Step 5: Configure your QuickBooks sync. Map your expense tracker's categories to your QB chart of accounts. This is the critical step in construction project expense tracking — if the mapping is wrong, your job cost reports are wrong. Test with a few transactions before going live.
Step 6: Set a weekly review rhythm. Every Friday, review your project budgets vs actual spend. Check for untagged expenses, missing receipts, and sync errors. Fifteen minutes a week prevents a month-end disaster.
For small contractors (1–10 employees) managing multiple projects, OnTraq offers the best combination of construction-specific features at an accessible price point. It includes AI receipt scanning, GPS time tracking, job costing, and real-time QuickBooks sync starting at $29/month. For very small or solo operations, QuickBooks Online alone with its built-in receipt scanner can work for low-volume tracking.
Construction expense tracking requires job-level cost tagging (every expense tied to a specific project), cost code categorization (materials, labor, equipment, subs), budget-vs-actual reporting, change order tracking, and labor cost integration. Generic expense trackers handle receipt scanning and categorization but don't connect expenses to specific projects or provide the job costing reports that contractors need to manage profitability by job.
Yes, but with limitations. QuickBooks Online lets you create projects and tag expenses, but it doesn't have construction-specific budgeting, automated cost code mapping, or integrated GPS time tracking. For solo contractors with low volume, it works. For teams running multiple projects, you'll spend significantly more time on manual data entry and reporting than you would with a dedicated construction expense tracker.
The essentials are: job-level expense tagging, cost code categorization, budget-vs-actual reporting, receipt scanning (ideally AI-powered), labor/time tracking, QuickBooks integration, and mobile access for field crews. Nice-to-haves include: GPS timesheets, change order tracking, AIA billing support, client portals, and offline capability.

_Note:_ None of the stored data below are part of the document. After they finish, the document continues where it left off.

PR #78, opened 2020-10-26
Route/Controller Basic Unit Tests

parc-jason:
This is just to ensure proper response codes and routes exist.
This DOES NOT test middleware or keycloak protect, assume caller always has permissions to call the route.
This DOES NOT test the body of the response, or any data access layer code.

See [SHOWCASE-1650](https://apps.nrs.gov.bc.ca/int/jira/browse/SHOWCASE-1650)

# Description

## Types of changes

## Checklist

### DIFF
--- a/app/tests/unit/routes/v1/admin.spec.js
+++ b/app/tests/unit/routes/v1/admin.spec.js
@@ -1,0 +1,144 @@
+const request = require('supertest');
+const Problem = require('api-problem');
+
+const helper = require('../../../common/helper');
+
+//
+// mock middleware
+//
+const keycloak = require('../../../../src/components/keycloak');
+//
+// test assumes that caller has appropriate token, we are not testing middleware here...
+//
+keycloak.protect = jest.fn(() => {
+  return jest.fn((req, res, next) => {
+    next();
+  });
+});
+
+const userAccess = require('../../../../src/forms/auth/middleware/userAccess');
+userAccess.currentUser = jest.fn((req, res, next) => {
+  next();
+});
+
+//
+// we will mock the underlying data service calls...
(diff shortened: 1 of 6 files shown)


bcgov-nr-csst:
SonarQube Analysis: https://sonarqube-wxpbtr-tools.pathfinder.gov.bc.ca/dashboard?id=common-hosted-form-service-pr-78

app/tests/unit/routes/v1/admin.spec.js
```diff
@@ -0,0 +1,144 @@
...
+//
+const keycloak = require('../../../../src/components/keycloak');
+//
+// test assumes that caller has appropriate token, we are not testing middleware here...
+//
+keycloak.protect = jest.fn(() => {
+  return jest.fn((req, res, next) => {
+    next();
+  });
+});
```
jujaga, line 17: This appears pretty frequently in all the new unit test files. As this is mocking out keycloak.protect, ideally this should be wrapped into a beforeAll or beforeEach clause, and then a `keycloak.protect.mockRestore()` in an afterEach or afterAll clause so that there's a stronger guarantee that these unit tests don't accidentally end up trampling on other unrelated unit tests that also happen to mock out keycloak.protect in some different capacity.

Same advice applies for the other two mocks below (userAccess, service).

jujaga (approved):
Looks awesome! 👍
Only other thing I can think of when looking at the coverage table on Jenkins is that we should ignore out the `db/migrations` and `db/seeds` directories... IIRC that'd need to be added to Line 4 of `app/jest.config.js`.

loneil (approved):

Use a construction expense tracker that supports job tagging at the point of capture. When a crew member scans a receipt or logs time, it gets tagged to the correct project immediately. Tools like OnTraq automate this with AI (matching receipts to jobs based on vendor and location). Other tools require manual tagging. The key is tagging at capture time — not batching expenses and sorting later.
Prices range from $29/month (OnTraq Starter) to $149+/month (Knowify, Buildertrend) depending on features and team size. Expensify starts at $5/user/month for basic expense management. QuickBooks Online starts at $35/month if you want to track expenses without a dedicated construction tool. Most tools offer free trials, so you can test before committing.